Initial reviews of Be Here Now were, in John Harris's words, unanimous with "truly amazing praise". According to Harris, "To find an album that had attracted gushing notices in such profusion, one had to go back thirty years, to the release of Sgt. Pepper's Lonely Hearts Club Band." While Q described the album as "cocaine set to music", most early reviews praised the record's length, volume and ambition, including Charles Shaar Murray, who called it the "Oasis World Domination Album" in Mojo.
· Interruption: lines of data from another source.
PR #197, opened 2023-03-01
fix: `find_latest_share_counter` finds the last share count

### LINKED ISSUE #196: `find_share` should return the last count
# Summary

## Problem

`find_share` returns the first count.

### Impact

Can't figure out the counter needed to make a new share.

## Solution

There should be a function that returns the counter needed to make a new share.

matheus23:
## Summary

Fixes #196 

The idea is to provide a function that finds the maximum share count for available shares. This allows callers to check all share counts they might have missed in between.

## Test plan (required)

I added another test that checks after a bunch of shares that the maximum share counter is returned.

### DIFF
--- a/wnfs/src/private/share.rs
+++ b/wnfs/src/private/share.rs
@@ -326,9 +326,7 @@ pub mod recipient {
         sharer_forest: &PrivateForest,
         store: &impl BlockStore,
     ) -> Result<Option<u64>> {
-        for i in 0..limit {
-            let share_count = share_count_start + i;
-
+        for share_count in share_count_start..share_count_start + limit {
             let share_label =
                 sharer::create_share_label(share_count, sharer_root_did, recipient_exchange_key);
 
@@ -336,8 +334,8 @@ pub mod recipient {
                 .has(&Sha3_256::hash(&share_label), store)
                 .await?
             {
-                if i == 0 {
-                    // There don't seem to be any shares yet
+                if share_count == share_count_start {
+                    // There don't seem to be any shares
                     return Ok(None);
                 } else {
                     // We've hit the first unpopulated label,
--- a/wnfs/src/private/share.rs
+++ b/wnfs/src/private/share.rs
@@ -317,9 +317,9 @@ pub mod recipient {
     use wnfs_hamt::Hasher;
     use wnfs_namefilter::Namefilter;
 
-    /// Checks if a share count is available.
-    pub async fn find_share(
-        share_count: u64,
+    /// Seeks to the latest share counter that is populated.
+    pub async fn find_latest_share_counter(
+        share_count_start: u64,
         limit: u64,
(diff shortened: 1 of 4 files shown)


matheus23:
Okay, fixed the wasm. CI is green now :)

appcypher (approved):
This looks great to me. I only have minor suggestions that don't really affect the code.
Thanks for fixing this!

wnfs/src/private/share.rs
```diff
@@ -317,31 +317,38 @@ pub mod recipient {
...
         sharer_forest: &PrivateForest,
         store: &impl BlockStore,
     ) -> Result<Option<u64>> {
         for i in 0..limit {
-            let share_label = sharer::create_share_label(
-                share_count + i,
-                sharer_root_did,
-                recipient_exchange_key,
-            );
+            let share_count = share_count_start + i;
```
appcypher, line 330: Nit: Not that it matters much

```rs
for share_count in share_count_start..(share_count_start + limit) {
    // ...
```

wnfs/src/private/share.rs
```diff
@@ -317,31 +317,38 @@ pub mod recipient {
...
             {
-                return Ok(Some(share_count + i));
+                if i == 0 {
+                    // There don't seem to be any shares yet
+                    return Ok(None);
+                } else {
+                    // We've hit the first unpopulated label,
+                    // so the last one was the last valid share counter.
+                    return Ok(Some(share_count - 1));
+                }
```
appcypher, line 346: Nit: Cosmetic suggestion :)

```rs
return Ok(...)
```

wnfs/src/private/share.rs
matheus23: I like it :) Will update :+1:

wnfs/src/private/share.rs
matheus23: Hm, I don't understand?

matheus23: Are you referring to the last line? clippy actually complains if I put `return Ok(Some(...));` into the last line instead of `Ok(Some(...))`.

appcypher: Sorry. I mean 

```rs
return Ok(if i == 0 {
    // There don't seem to be any shares yet
    None
} else {
    // We've hit the first unpopulated label,
    // so the last one was the last valid share counter.
    Some(share_count - 1)
})
```

You can ignore if it doesn't appeal to your senses.

matheus23: Oh. I actually had it like this before, but ended up changing it.
Especially with the above change it's going to be a bigger check than `i == 0`, so perhaps more readable if it's not an expression :D
I'll keep it this way.

appcypher: That makes sense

David Fricke of Rolling Stone complimented the song formula throughout the album, writing that it "pays off". However, as a whole, he felt the album was "music built for impact, not explanation". Dele Fadele of Vox describes it as "a veritable rock'n'roll monsoon of an album; a giant jigsaw puzzle, an elemental force, a monster that cannot and will not be contained."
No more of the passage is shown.